著者は小さな学習塾を経営している。著者の塾が小さいのは、生徒が集まらないからではなく、「自分の目が届く人数の子どもたちしか責任を持って預かることができないので、生徒の募集活動は行なっていないから」だという。本書を読むと、この小さな塾で著者が孤軍奮闘し、子どもたちが生き生きと勉強している姿が目に浮かぶようである。
著者の夢は、将来の日本や世界のために活躍できる「エリート」を育てる事だと言う。そして、著者が語る「エリート」とは、「社会のため、多くの人の幸福のために、自分で考え行動できる人」だという。すでにこの小さな塾から、医師や弁護士、海外の大学・大学院で学ぶ学生など、続々「エリート」の卵たちが巣立っていっているという。
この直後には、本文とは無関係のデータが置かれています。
PR #243, opened 2019-11-29
Plugin that monitors process associated with any deactivated OOP plugin and kills the process if it does not exit with-in predefined time slot

neeraj-deshpande:


ProcessMonitor/ProcessMonitor.h
```diff
@@ -0,0 +1,317 @@
...
+        virtual ~LocalNotification()
+        {
+        }
+
+    public:
+        inline void Open(PluginHost::IShell *service, const uint32_t exittimeout)
+        {
+            ASSERT((service != nullptr) && (_service == nullptr));
+
+            _service = service;
```
MFransen69: Why keep service as a member? It is not used right?
But here is makes sense to have it localy: I would move the register methods to here (as you make it only one notification class), the you control that it is done (responsibility of this class) and you control the order. And then it makes sense to keep it, as you need it for the unregister

ProcessMonitor/ProcessMonitor.h
```diff
@@ -0,0 +1,317 @@
...
+    public:
+        LocalNotification(ProcessMonitor *parent)
+            : _adminLock()
+            , _job(Core::ProxyType<Job>::Create(this))
+            , _service(nullptr)
+            , _parent(*parent)
+        {
+        }
+        virtual ~LocalNotification()
+        {
```
MFransen69: Perhaps have an assert here in case the Close was not called?

ProcessMonitor/ProcessMonitor.h
```diff
@@ -0,0 +1,317 @@
...
+            _service = service;
+            _service->AddRef();
+
+            _adminLock.Lock();
+
+            _exittimeout = exittimeout * 1000 * 1000; // microseconds
+
+            _adminLock.Unlock();
+
+            PluginHost::WorkerPool::Instance().Submit(_job);
```
MFransen69: Perhaps better to only submit the job once at least one entry is in the map? Otherwise waist of resources

ProcessMonitor/ProcessMonitor.h
```diff
@@ -0,0 +1,317 @@
...
+        }
+        inline void Close()
+        {
+            ASSERT(_service != nullptr);
+
```
MFransen69: see comment above, I would add the unregister in this method

ProcessMonitor/ProcessMonitor.h
```diff
@@ -0,0 +1,317 @@
...
+            PluginHost::WorkerPool::Instance().Schedule(nextSlot, _job);
+        }
+
+        BEGIN_INTERFACE_MAP(LocalNotification)
+        INTERFACE_ENTRY(PluginHost::IPlugin::INotification)
+        END_INTERFACE_MAP
+
+    private:
+        Core::CriticalSection _adminLock;
+        std::map<string, ProcessObject> _processMap;
```
MFransen69: better to use a std::unordered_map

ProcessMonitor/ProcessMonitor.h
```diff
@@ -0,0 +1,317 @@
...
+        Core::ProxyType<Core::IDispatchType<void>> _job;
+        PluginHost::IShell *_service;
```
MFransen69: Please move type specifiers to the type not the name (improves readability)

ProcessMonitor/ProcessMonitor.h
```diff
@@ -0,0 +1,317 @@
...
+            else if (currentState == PluginHost::IShell::DEACTIVATION) {
+
+                _adminLock.Lock();
+
+                std::map<string, ProcessObject>::iterator itr(
+                        _processMap.find(service->Callsign()));
+                if (itr != _processMap.end()) {
+                    const uint64_t exitTime = Core::Time::Now().Ticks()
+                            + _exittimeout;
+                    itr->second.Deactivate(exitTime);
```
MFransen69: only submit the job here when there is at least one entry, and schedule it for the correct timeout

ProcessMonitor/ProcessMonitor.h
```diff
@@ -0,0 +1,317 @@
...
+                            ProcessObject(processId)));
+
+            _adminLock.Unlock();
+        }
+
+        void RemoveProcess(const string callsign)
+        {
+            _adminLock.Lock();
+
+            _processMap.erase(callsign);
```
MFransen69: Guess this might make it not reliable: if it reports deactivated the process still could be running right? We should not remove it here but only remove it once it has been determined in the job the process is not running anymore, correct?

ProcessMonitor/ProcessMonitor.h
```diff
@@ -0,0 +1,317 @@
...
+            _adminLock.Unlock();
+        }
+
+        void EvalueProcess()
+        {
+            uint64_t currTime(Core::Time::Now().Ticks());
+
+            _adminLock.Lock();
+
+            for (auto itr = _processMap.begin(); itr != _processMap.end();
```
MFransen69: you could consider using for (:) (search for Range-based for loop if it doesn't ring a bell)

ProcessMonitor/ProcessMonitor.h
```diff
@@ -0,0 +1,317 @@
...
+            }
+            uint64_t ExitTime()
+            {
+                return _exitTime;
+            }
+
+        private:
+            const uint32_t _processId;
+            uint64_t _exitTime;
+            bool _deactivated;
```
MFransen69: I would remove the bool and use _exitTime = 0 to indicate it is not yet deactivated, saves resources

ProcessMonitor/ProcessMonitor.h
```diff
@@ -0,0 +1,317 @@
...
+            uint64_t currTime(Core::Time::Now().Ticks());
+
+            _adminLock.Lock();
+
+            for (auto itr = _processMap.begin(); itr != _processMap.end();
+                    ++itr) {
+                if (itr->second.Deactivated()) {
+                    if (itr->second.ExitTime() < currTime) {
+                        kill(itr->second.ProcessId(), SIGKILL);
+                    }
```
MFransen69: And instead of doing it on the deactive remove it from the _processmap now

ProcessMonitor/ProcessMonitor.h
```diff
@@ -0,0 +1,317 @@
...
+                }
+            }
+
+            _adminLock.Unlock();
+
+            uint64_t nextSlot = currTime + static_cast<uint64_t>(1000000);
+            PluginHost::WorkerPool::Instance().Schedule(nextSlot, _job);
```
MFransen69: Only schedule it when there is at least one entry in the list that awaits checking/killing

ProcessMonitor/ProcessMonitor.h
```diff
@@ -0,0 +1,317 @@
...
+            }
+            else if (currentState == PluginHost::IShell::DEACTIVATED) {
+            }
+        }
+
+        void AddProcess(const string callsign, const uint32_t processId)
+        {
+            _adminLock.Lock();
+
+            _processMap.insert(
```
MFransen69: consider using emplace instead of insert

ProcessMonitor/ProcessMonitor.h
```diff
@@ -0,0 +1,317 @@
...
+            }
+
+        private:
+            LocalNotification &_parent;
+        };
+
+        class ProcessObject
+        {
+        public:
+            ProcessObject() = delete;
```
MFransen69: I guess you already found out you need the copy construtor for the map. In case you add that also add the assignment operator unless there is a good reason not do that. And as you chose the default implementation indicate that using = default. You could consider to make it movable (would be a very small performance improvement ;) )

ProcessMonitor/ProcessMonitor.h
```diff
@@ -0,0 +1,317 @@
...
+        {
+            uint64_t currTime(Core::Time::Now().Ticks());
+
+            _adminLock.Lock();
+
+            for (auto itr = _processMap.begin(); itr != _processMap.end();
+                    ++itr) {
+                if (itr->second.Deactivated()) {
+                    if (itr->second.ExitTime() < currTime) {
+                        kill(itr->second.ProcessId(), SIGKILL);
```
MFransen69: Although indeed for killing it would not be needed to check up front if the proxess is running I really would like to have the functionality to have a syslog message printed in case a process was still running and needed to be killed so we are aware of the problem and have the root cause fixed

neeraj-deshpande:
Updated as per review comments. 
Created one notifcation class that is derived from both PluginHost::IPlugin::INotification and RPC::IRemoteConnection::INotification.
Removed PluginHost::IWeb and PluginHost::JSONRPC.
Moved register and unregister methods inside _notification.Open() and _notification.Close() respectively.
Modified to submit the job only when necessary and with correct timeout.
Used std::unordered_map instead of std::map.
Modified to removed entry from the std::unordered_map immediately after killing the process.
Deleted copy constructor and assignment operator using =delete where ever applicable.
Used override instead of virtual where ever applicable (including virtual destructor)
Removed unnecessary class member variables.
Added ASSERTS at suggested places.
Modified to use emplace instead of insert.
Added syslog when the process was running and killed.

ProcessMonitor/ProcessMonitor.h
```diff
@@ -183,10 +143,14 @@ class ProcessMonitor: public PluginHost::IPlugin,
...
+                    static_cast<RPC::IRemoteConnection::INotification*>(this));
+
             _service->Release();
             _service = nullptr;
         }
-        virtual void StateChange(PluginHost::IShell *service)
+        void StateChange(PluginHost::IShell *service) override
         {
             PluginHost::IShell::state currentState(service->State());
             if (currentState == PluginHost::IShell::ACTIVATED) {
```
MFransen69: what are the empty if's for? (also see the if (currentState == PluginHost::IShell::DEACTIVATED) below) 
I think they can be removed, agree?

ProcessMonitor/ProcessMonitor.h
```diff
@@ -195,121 +159,116 @@ class ProcessMonitor: public PluginHost::IPlugin,
...
+            if (scheduleTime) {
+                PluginHost::WorkerPool::Instance().Schedule(scheduleTime, _job);
+            }
+        }
+        void Activated(RPC::IRemoteConnection *connection) override
+        {
+            RPC::IProcess *proc =
+                    reinterpret_cast<RPC::IProcess*>(connection->QueryInterface(
+                            RPC::IProcess::ID));
+            if (proc) {
```
MFransen69: we have a rule to always compare with a value to improve readability, so please change this to if(proc != nullptr)

ProcessMonitor/ProcessMonitor.h
```diff
@@ -195,121 +159,116 @@ class ProcessMonitor: public PluginHost::IPlugin,
...
-            uint64_t nextSlot = currTime + static_cast<uint64_t>(1000000);
-            PluginHost::WorkerPool::Instance().Schedule(nextSlot, _job);
+            if (scheduleTime) {
+                PluginHost::WorkerPool::Instance().Schedule(scheduleTime, _job);
+            }
+        }
+        void Activated(RPC::IRemoteConnection *connection) override
+        {
+            RPC::IProcess *proc =
+                    reinterpret_cast<RPC::IProcess*>(connection->QueryInterface(
```
MFransen69: There is a convenience template QueryInterface that you can use for this that is easier to read (and a lot less typing ;) ). For example _browser->QueryInterface<PluginHost::IStateControl>()

ProcessMonitor/ProcessMonitor.h
```diff
@@ -195,121 +159,116 @@ class ProcessMonitor: public PluginHost::IPlugin,
...
                 if (itr != _processMap.end()) {
                     const uint64_t exitTime = Core::Time::Now().Ticks()
                             + _exittimeout;
-                    itr->second.Deactivate(exitTime);
+                    itr->second.SetExitTime(exitTime);
                 }
 
                 _adminLock.Unlock();
+
+                PluginHost::WorkerPool::Instance().Submit(_job);
```
MFransen69: Think we only have to do this when the callsign was actually found in te processmap, now we do this always
And I think we should take into account that the job could already be submitted and perhaps a Schedule would be a better solution to only have it triggered at the correct time

ProcessMonitor/ProcessMonitor.h
```diff
@@ -195,121 +159,116 @@ class ProcessMonitor: public PluginHost::IPlugin,
...
-                    if (itr->second.ExitTime() < currTime) {
-                        kill(itr->second.ProcessId(), SIGKILL);
+            auto itr = _processMap.begin();
+            while (itr != _processMap.end()) {
+
+                exitTime = itr->second.ExitTime();
+                if (exitTime) {
+                    if (exitTime < currTime) {
+                        if (kill(itr->second.ProcessId(), SIGKILL) == 0) {
+                            syslog(LOG_NOTICE, "ProcessMonitor killed %s\n",
```
MFransen69: We have a SYSLOG macro we use for this so it will work on all platforms

ProcessMonitor/ProcessMonitor.h
```diff
@@ -195,121 +159,116 @@ class ProcessMonitor: public PluginHost::IPlugin,
...
+                                    itr->first.c_str());
+                        }
+                        itr = _processMap.erase(itr);
+                        continue;
+                    } else {
+                        if (scheduleTime) {
+                            if (scheduleTime > exitTime)
```
MFransen69: please always use { for if's to improve readbility (we do that always in our code)

ProcessMonitor/ProcessMonitor.h
```diff
@@ -195,121 +159,116 @@ class ProcessMonitor: public PluginHost::IPlugin,
...
-            for (auto itr = _processMap.begin(); itr != _processMap.end();
-                    ++itr) {
-                if (itr->second.Deactivated()) {
-                    if (itr->second.ExitTime() < currTime) {
-                        kill(itr->second.ProcessId(), SIGKILL);
+            auto itr = _processMap.begin();
+            while (itr != _processMap.end()) {
+
+                exitTime = itr->second.ExitTime();
+                if (exitTime) {
```
MFransen69: as mentioned always use a comparison in an if (we do this even if it is a bool, so compare with == true or == false)
so in this case change it to if(exitTime != 0)
Please correct this for the whole file

ProcessMonitor/ProcessMonitor.h
MFransen69: I think the algorithm is not completely correct here (an indication might be that the code for the if and else are exactly the same ;) ). I think you want to reschulde fot the earliest exit time. Please check the code here and test it it is correct

ProcessMonitor/ProcessMonitor.h
```diff
@@ -220,6 +221,27 @@ class ProcessMonitor: public PluginHost::IPlugin
                 PluginHost::WorkerPool::Instance().Schedule(scheduleTime, _job);
             }
         }
+        bool ProcessExists(uint32_t pid)
```
MFransen69: AS already discussed by skype please use the functionality provided in Core. OS abstraction is one there, this makes sure all code will work on other platforms as well (this plugin will now not work on Windows). I guess functionality if a process is running is already present (and will probably not use execute a shell command and use awk as that might not even be available on the device)

neeraj-deshpande: OK. Thanks. I will do the changes as per review comments.

neeraj-deshpande:
Modified to submit the job in the beginning and schedule it when the callsign (with non-zero exittime) is found in the processmap.
Added ScheduleJob() method to schedule the job at lowest exittime in the processmap.
Removed custom ProcessExists() method and used Core IsActive() method to check if the OOP process is alive.
Moved * or & next to type (instead of name) to improve readability.
Removed virtual keyword for ProcessObject destructor.
Removed locking in Notification class close() method.
Removed empty "if statements" in Notification class StateChange() method.
Modified "if statements" to always compare variable with a value to improve readability (instead of if (var) {})
Added template QueryInterface() to query IProcess interface.
Used portable macro SYSLOG (instead of syslog).
Added {} for all "if statements" to improve readability.

ProcessMonitor/ProcessMonitor.h
MFransen69: Could you please also have a look at this comment?

ProcessMonitor/ProcessMonitor.h
MFransen69: Is the submit of the job needed here?

ProcessMonitor/ProcessMonitor.h
```diff
@@ -0,0 +1,284 @@
...
+                    if ((scheduleTime == 0) || (scheduleTime > exitTime)) {
+                        scheduleTime = exitTime;
+                    }
+                }
+            }
+
+            _adminLock.Unlock();
+
+            if (scheduleTime != 0) {
+                PluginHost::WorkerPool::Instance().Schedule(scheduleTime, _job);
```
MFransen69: I must admit I don't know by heart but do we need a revoke for the job first? What would happen if the job was scheduled already (can happen when ScheduleJob() was called from StateChange)? Please check (as mentioned I just don't know could be that you can just reschedule without revoking first)
In case we would need a revoke think about the locking as then ScheduleJob() could be called from mutliple threads which could do a revoke and Schedule in parallel of course if not locked

neeraj-deshpande:
Updated as per review comments.
Called Revoke() before scheduling new job and added Revoke() & Schedule() in the lock.
Marked Copy Constructor and  Assignment Operator as defaulted in ProcessObject class using  ‘=default;’ specifier.

ProcessMonitor/ProcessMonitor.h
```diff
@@ -0,0 +1,284 @@
...
+            _service->Register(
+                    static_cast<RPC::IRemoteConnection::INotification*>(this));
+
+            _exittimeout = exittimeout * 1000 * 1000; // microseconds
+        }
+        inline void Close()
+        {
+            ASSERT(_service != nullptr);
+
+            PluginHost::WorkerPool::Instance().Revoke(_job);
```
MFransen69: Sorry missed that last time but the order here is incorrect. If you Revoke the job here of course as the unregister done later between here and the Unregister, a new Schedule call because of a Notify could be triggered between here and that could post a job (and then also be in conflict with the unprotected _processMap.clear(); ).

ProcessMonitor/ProcessMonitor.h
```diff
@@ -0,0 +1,284 @@
...
+
+            _adminLock.Unlock();
+
+            ScheduleJob();
+        }
+        void ScheduleJob()
+        {
+            uint64_t scheduleTime = 0;
+
+            _adminLock.Lock();
```
MFransen69: Small optimization: as ScheduleJOb is now completely in the Lock it would be faster just to call ScheduleJob always from within a Lock and remove the  _adminLock.Lock(); and  _adminLock.Unlock(); calls. That will be faster then getting the Lock twice

ProcessMonitor/ProcessMonitor.h
```diff
@@ -0,0 +1,284 @@
...
+
+            _adminLock.Unlock();
+        }
+        void Activated(RPC::IRemoteConnection* connection) override
+        {
+            RPC::IRemoteConnection::IProcess* proc =
+                    connection->QueryInterface<RPC::IRemoteConnection::IProcess>();
+            if (proc != nullptr) {
+                AddProcess(proc->Callsign(), connection->RemoteId());
+            }
```
MFransen69: A Release on the IProcess interface is missing, the Interface returned from QueryInterface needs to be released

neeraj-deshpande:
Modified as per review comments. 
Modified Notification Close() method to change the order of job revoke() & Notification unregister.
Removed lock acquisition in ScheduleJob() and called ScheduleJob() from within the lock.
Modified to release IProcess interface after the use.

PR #119, opened 2017-03-23
Dynamic import show page

jonallured:
This PR adds ActionCable to the app and uses it to update the counts on an Import show page. It's actually pretty fun to see the numbers zoom along as workers process the import! 😄


gnilekaw:
🚠 awesome

PR #123, opened 2017-03-23
UI improvements

jonallured:
Would love feedback on that simple validation - cool or lame?


jonallured:
Ok, with 5ee7feb I added those required attrs.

戦後の日本社会では「エリート」教育というものをなぜかタブー視していたように思う。しかし、著者は堂々と「エリート教育」を掲げ、それを実践している。その勇気と心意気に拍手を送りたい。
目の前にいる幼いわが子には、大きな夢を持ち、そして生き生きとした目をいつまでも持ち続けていて欲しいと願う父親には、とても子育ての参考になる本であった。
03.
東京都で塾を開く塾長さんの本。タイトルもサブ・タイトルもスゴいですが、 内容的には点数至上主義でも、有名中学・高校に進ませるのが全て!というものでもなかったです。 「学歴よりは学力」「偏差値で学校を選ばない」などの章もあり、 国力を傾けて子供たちの教育を推進しているインドや中国などのアジア諸国に比し、あまりにもお粗末な日本の公教育や、 親の年収や学歴によって二極化しつつある子供たちの学力の格差に危機感を持ち、 「では、どうすればよいのか」というのを著者なりの教育方法を披露しながら真摯に語っているという感じでした。 他人や他国と競って「勝った」「負けた」ではなく、 これからの社会でどこの国の人たちとでも肩を並べ、ともに歩いていけるしなやかでたくましい子に育てるには、 やはり基礎体力となる「学力」は不可欠だと思わせてくれる本でした。 グローバルな視点で子供の未来を考えさせてくれます。